* Data section
⟨
PR #1770, opened 2021-01-31
Address MultiIndex problem with LightGBM

### LINKED ISSUE #1710: Multiindex Lightgbm problem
⟩
* Work task
Beginning with the line that contains "Address MultiIndex problem with LightGBM", return every line through the end of the data above, exactly as written.

* Expected output
Address MultiIndex problem with LightGBM

### LINKED ISSUE #1710: Multiindex Lightgbm problem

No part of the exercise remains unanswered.